In ihrer Beschwerde an den Verwaltungsgerichtshof beantragt die Beschwerdeführerin, den angefochtenen Bescheid wegen inhaltlicher Rechtswidrigkeit sowie wegen Rechtswidrigkeit infolge Verletzung von Verfahrensvorschriften aufzuheben. Die Beschwerdeführerin behauptet, die Zugänglichkeit zum Bauplatz der Bauwerber sei nicht gegeben, weil sie hinsichtlich der noch nicht ausgebauten Verkehrsfläche nutzungsberechtigt sei und dem Vorhaben nicht zugestimmt habe. In Wahrheit liege die Voraussetzung für eine Ausnahme von einem Bauverbot wegen mangelnder Anbaureife nicht vor. Der Beschwerdeführerin müsse es auch unbenommen bleiben, als Anrainerin geltend zu machen, inwieweit das örtliche Stadtbild durch das nunmehr bewilligte Projekt beeinträchtigt werde.
Dem Beschwerdevorbringen kommt keine Berechtigung zu.
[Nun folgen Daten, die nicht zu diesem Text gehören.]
PR #1771, opened 2018-02-04
Fix a race condition with resource packs.

### LINKED ISSUE #1721: ResourcePackState unwind error
**I am currently running**

- SpongeForge version: spongeforge-1.12.2-2555-7.1.0-BETA-2842.jar
- SpongeVanilla version: 
- Java version: 1.8.0_152

- Plugins/Mods:
```
[09:29:18] [Server thread/INFO]: Mods (7): Minecraft, Minecraft Coder Pack, Forge Mod Loader, Minecraft Forge, SpongeAPI, SpongeForge, mercurius_updater
> sponge plugins
[09:29:26] [Server thread/INFO]: Plugins (6): Minecraft, Minecraft Coder Pack, SpongeAPI, SpongeForge, HuskyUI, WinterFellRP
```

**Issue Description**
Seem to have a 50/50 chance of triggering this when logging into the server
https://pastebin.ubuntu.com/26429042/

**Test Plugin:** https://pastebin.ubuntu.com/26429076/

JBYoshi:
If the client sends certain packets while the server is sending a resource pack, the server currently interprets those as "the client has closed the resource pack prompt" before the client shows the prompt, prompting it to resend the resource pack request. This prevents that lag by sending custom keep-alive packets after sending the resource pack request. Only after the client acknowledges the keep-alive packet (and, therefore, has shown the resource pack request) does the server begin to assume the resource pack prompt was closed.

And just in case a malicious/poorly-written client decides to send fake "resource pack accepted" packets to the server, this PR just logs a warning and skips processing.

Fixes #1721.

### DIFF
--- a/src/main/java/org/spongepowered/common/event/tracking/phase/packet/ResourcePackState.java
+++ b/src/main/java/org/spongepowered/common/event/tracking/phase/packet/ResourcePackState.java
@@ -33,7 +33,6 @@ import org.spongepowered.api.event.SpongeEventFactory;
 import org.spongepowered.api.event.entity.living.humanoid.player.ResourcePackStatusEvent;
 import org.spongepowered.api.resourcepack.ResourcePack;
 import org.spongepowered.common.SpongeImpl;
-import org.spongepowered.common.interfaces.IMixinPacketResourcePackSend;
 import org.spongepowered.common.interfaces.network.IMixinNetHandlerPlayServer;
 
 public class ResourcePackState extends BasicPacketState {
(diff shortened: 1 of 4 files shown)


ImMorpheus:
The server is still flooding the client with SPacketResourcePackSend.

```
    @Listener
    public void handleResourcePackStatusEvent(ResourcePackStatusEvent event) {
        System.out.println(event.getStatus());
    }
```
```
 [STDOUT]: [org.spongepowered.test.TestTest:handleResourcePackStatusEvent:128]: ACCEPTED
 [STDOUT]: [org.spongepowered.test.TestTest:handleResourcePackStatusEvent:128]: ACCEPTED
 [STDOUT]: [org.spongepowered.test.TestTest:handleResourcePackStatusEvent:128]: FAILED
```

should be:
```
 [STDOUT]: [org.spongepowered.test.TestTest:handleResourcePackStatusEvent:128]: ACCEPTED
 [STDOUT]: [org.spongepowered.test.TestTest:handleResourcePackStatusEvent:128]: SUCCESSFULLY_LOADED
```

Expanding my comment:
When the server sends a `SPacketResourcePackSend` NetHandlerPlayServer is [adding](https://github.com/SpongePowered/SpongeCommon/blob/bleeding/src/main/java/org/spongepowered/common/mixin/core/network/MixinNetHandlerPlayServer.java#L263) the packet to a Deque which is [used](https://github.com/SpongePowered/SpongeCommon/blob/bleeding/src/main/java/org/spongepowered/common/mixin/core/network/MixinNetHandlerPlayServer.java#L797) to flood the client again with the same packet pretty much ["every tick"](https://github.com/SpongePowered/SpongeCommon/blob/bleeding/src/main/java/org/spongepowered/common/mixin/core/entity/player/MixinEntityPlayerMP.java#L799). 
Quoting from the method (the reason the Deque exists):

> The vanilla client doesn't send any resource pack status if the user presses Escape to close the prompt.
> If the user moves around, they must have closed the GUI, so resend it to get a real answer.

Now, there are a lot of problems with that: `markPlayerActive()` (the method we are injecting into to resend the packet to the client) is called also inside `processChatMessage(CPacketChatMessage packetIn)` , so there's no need for you to move. This wrong assumption is causing problems like:
```
 [STDOUT]: [org.spongepowered.test.TestTest:handleResourcePackStatusEvent:128]: ACCEPTED
 [STDOUT]: [org.spongepowered.test.TestTest:handleResourcePackStatusEvent:128]: ACCEPTED
 [STDOUT]: [org.spongepowered.test.TestTest:handleResourcePackStatusEvent:128]: FAILED
```
with the test plugin.
Why this ? 

_You join the server_ 
server ----send-----> SPacketResourcePackSend (the packet is now in the deque)
_Click yes when asked to download the resourcepack_
client  ----send---->  CPacketResourcePackStatus (status: ACCEPTED (the download begins))
_a message is broadcasted in chat_ 
(...) (skipping packet exchange here for clarity)
_the server calls markPlayerActive()_
_resendLatestResourcePackRequest() is called because it was injected at head_
server ----send-----> SPacketResourcePackSend (it was in the Deque)
_The client accepts the pack_ (no prompt, when you accept a ResourcePack from a server, the setting for that server switches from Prompt to Enabled) 
client  ----send---->  CPacketResourcePackStatus (status: ACCEPTED)
_the download begi... wait oh no, I'm already downloading a ResourcePack_
client  ----send---->  CPacketResourcePackStatus (status: FAILED)

Isn't the packet removed from the Deque when the client accept the download ?

No, it is removed whenever the server receives a CPacketResourcePackStatus with a status different from ACCEPTED.
As a side note, that's the way I was going for, but there's no ResourcePack in the CPacketResourcePackStatus so the server has no way of knowing what ResourcePack the client is referring to.

This is the solution I came up with: https://github.com/ImMorpheus/SpongeCommon/commit/10eb62f9cf01abbb433c5993cccd1dc53eb6b4e2

(I was working on this because yesterday @Zidane pointed out this issue was a blocker).

PS:
I don't like my solution that much but TBH this is a [mojang bug](https://bugs.mojang.com/browse/MC-118236) and we shouln't flood the client with SPacketResourcePackSend in the first place.

JBYoshi:
@ImMorpheus I'm somewhat confused by your example.

> `markPlayerActive()` (the method we are injecting into to resend the packet to the client) is called also inside `processChatMessage(CPacketChatMessage packetIn)`, so there's no need for you to move.

`processChatMessage()` is only called when the client sends a chat message to the server, not when the server sends a chat message to the client.

> Isn't the packet removed from the Deque when the client accept the download ?
>
> No, it is removed whenever the server receives a CPacketResourcePackStatus with a status different from ACCEPTED.

I keep the resource pack in the queue because the download hasn't finished yet. It is removed once the client sends `SUCCESSFULLY_LOADED`.

ImMorpheus:
> I keep the resource pack in the queue because the download hasn't finished yet. It is removed once the client sends SUCCESSFULLY_LOADED.

That's the problem. Even if the download hasn't finished, the client sent a CPacketResourcePackStatus (status: ACCEPTED). The reason the queue exists is because, quoting

```
The vanilla client doesn't send any resource pack status if the user presses Escape to close the prompt.
If the user moves around, they must have closed the GUI, so resend it to get a real answer.
```

So it should be used to resend the packet ONLY if the client doesn't answer to the SPacketResourcePackSend (with a CPacketResourcePackStatus).

Another test case would be being hit while downloading the ResourcePack:

PlayerA join the server 
(...)
PlayerB join the server
server ----send-----> SPacketResourcePackSend (the packet is now in the deque)
Click yes when asked to download the resourcepack
client ----send----> CPacketResourcePackStatus (status: ACCEPTED (the download begins))
PlayerA hits PlayerB
(...) (skipping packet exchange here for clarity)
PlayerB moved so the server calls markPlayerActive()
resendLatestResourcePackRequest() is called because it was injected at head
server ----send-----> SPacketResourcePackSend (it was in the Deque)
The client accepts the pack (no prompt, when you accept a ResourcePack from a server, the setting for that server switches from Prompt to Enabled)
client ----send----> CPacketResourcePackStatus (status: ACCEPTED)
the download begi... wait oh no, I'm already downloading a ResourcePack
client ----send----> CPacketResourcePackStatus (status: FAILED)

Zidane:
@JBYoshi @ImMorpheus Status?

JBYoshi:
Another look at the client shows that sending a new resource pack while the client is downloading one stops the download instead of blowing up (see `ResourcePackRepository.downloadResourcePack()`, which calls `this.clearResourcePack()`). And since closing the GUI doesn't send a status message, I think it should be OK to just forward the new resource pack to the client, while using some custom keep-alive packets to determine which resource pack is being accepted. I'm still not sure how to handle the edge case where a client sends a resource pack acceptance in between receiving the resource pack request and the keep-alive packet.

I agree that this is terribly ugly, but this is the best we can do.

Zidane:
@JBYoshi Status?

JBYoshi:
I've implemented a new approach and am testing it right now.

JBYoshi:
~qa

ImMorpheus (approved):

ImMorpheus:
Everything works as expected.

kashike (approved):

kashike:
~reviewed

gabizou (approved):

parlough (approved):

Nach § 134 Abs. 3 der Bauordnung für Wien in der im Beschwerdefall noch anzuwendenden Fassung der Novelle LGBl. Nr. 18/1976 (vgl. Art. III Abs. 2 der Novelle LGBl. Nr. 28/1987) sind im Baubewilligungsverfahren auch die Eigentümer (Miteigentümer) der benachbarten Liegenschaften dann Parteien, wenn der geplante Bau und dessen Widmung ihre in diesem Gesetz festgelegten subjektiv-öffentlichen Rechte berühren. Solche Rechte werden durch jene Bestimmungen begründet, die dem Schutz der Nachbarn dienen; hiezu zählen jedenfalls alle Bestimmungen des Bebauungsplanes für die Bebauung der Liegenschaft sowie alle jene Bestimmungen, die Rechte zum Schutz vor Gefahren und Belästigungen, die sich auf die Nachbargrundstücke erstrecken können, zum Inhalt haben.
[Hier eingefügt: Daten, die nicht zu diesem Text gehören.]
PR #1772, opened 2018-02-04
Custom Data Generation

Cybermaxke:
[API](https://github.com/SpongePowered/SpongeAPI/pull/1620) | **Common**

***Only magic in this PR!***

Implementation of the Custom Data Generation API. Still WIP. What's in the test plugin is currently working, other things are missing or untested.

Also includes extended nbt tag type support, all the data types which are supported in [LanternNBT](https://github.com/LanternPowered/LanternNBT) are now also supported in Sponge. This includes:
- `boolean[]`
- `boolean` (Was already supported)
- `String[]`
- `short[]`
- `float[]`
- `double[]`
- `char`
- `char[]`
- `DataView[]`
- `List` support for any of the default and above data types
No more losing your `double[]` (, etc.) once it got serialized into a nbt tag.


Cybermaxke:
~wip

src/main/java/org/spongepowered/common/data/SpongeDataRegistrationBuilder.java
```diff
@@ -152,20 +153,31 @@
...
         final SpongeDataRegistration<M, I> registration = new SpongeDataRegistration<>(this);
         SpongeDataManager.getInstance().registerInternally(registration);
         SpongeManipulatorRegistry.getInstance().register(registration);
         return registration;
     }
+
+    @Override
+    public DataRegistration<M, I> build() {
+        validate();
+        this.container = Sponge.getCauseStackManager().getCurrentCause().first(PluginContainer.class).get();
```
gabizou: Should make a more proper exception for this get call.

gabizou:
I'd like to see the produced class file and byte code if possible.

gabizou:
Having redone the API 8 Data stuffs, this can likely be valid for candidacy with API 7.3 if someone decides to pick it up.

Diese gesetzliche Regelung läßt erkennen, daß der Nachbar im Rahmen des baubehördlichen Bewilligungsverfahrens nicht schlechthin einen Rechtsanspruch auf Einhaltung aller gesetzlichen Bestimmungen besitzt, sondern nur jener, die auch dem Schutz der Nachbarn dienen. Der Verwaltungsgerichtshof hat nun in seinem Erkenntnis vom , Zl. 88/05/0108, ausgesprochen und näher begründet, daß der Nachbar auf die Einhaltung eines Bauverbotes wegen mangelnder Anbaureife nach § 19 Abs. 1 lit. c der Bauordnung für Wien keinen Rechtsanspruch besitzt. Dementsprechend hat die belangte Behörde in der Begründung des angefochtenen Bescheides ein diesbezügliches subjektiv-öffentliches Recht der Beschwerdeführerin zutreffend verneint. Dies entspricht auch der ständigen Rechtsprechung des Verwaltungsgerichtshofes, wonach eine Baubewilligung nur den Ausspruch zum Inhalt hat, daß gegen die geplante Bauführung aus öffentlichen, von der Baubehörde wahrzunehmenden Rücksichten keine Bedenken bestehen (vgl. etwa das Erkenntnis vom , Slg. N.F. Nr. 7586/A). Mit der Erteilung der Baubewilligung ist also keineswegs gesagt, daß nicht etwa ein Privatrechtstitel der Verwirklichung des baubehördlich bewilligten Vorhabens entgegenstehen könnte, wie auch in der Begründung des angefochtenen Bescheides zu Recht ausgeführt wurde. Die Baubehörde hatte demgemäß nicht zu prüfen, ob eine tatsächliche Benutzung von Grundflächen durch die Beschwerdeführerin der Verwirklichung des Bauvorhabens entgegensteht oder nicht. Es treffen daher die Ausführungen in der Beschwerde nicht zu, daß durch die Erteilung der Baubewilligung an die Bauwerber diesen Befugnisse eingeräumt worden seien, die einen Eingriff in die privatrechtliche Sphäre der Beschwerdeführerin darstellen.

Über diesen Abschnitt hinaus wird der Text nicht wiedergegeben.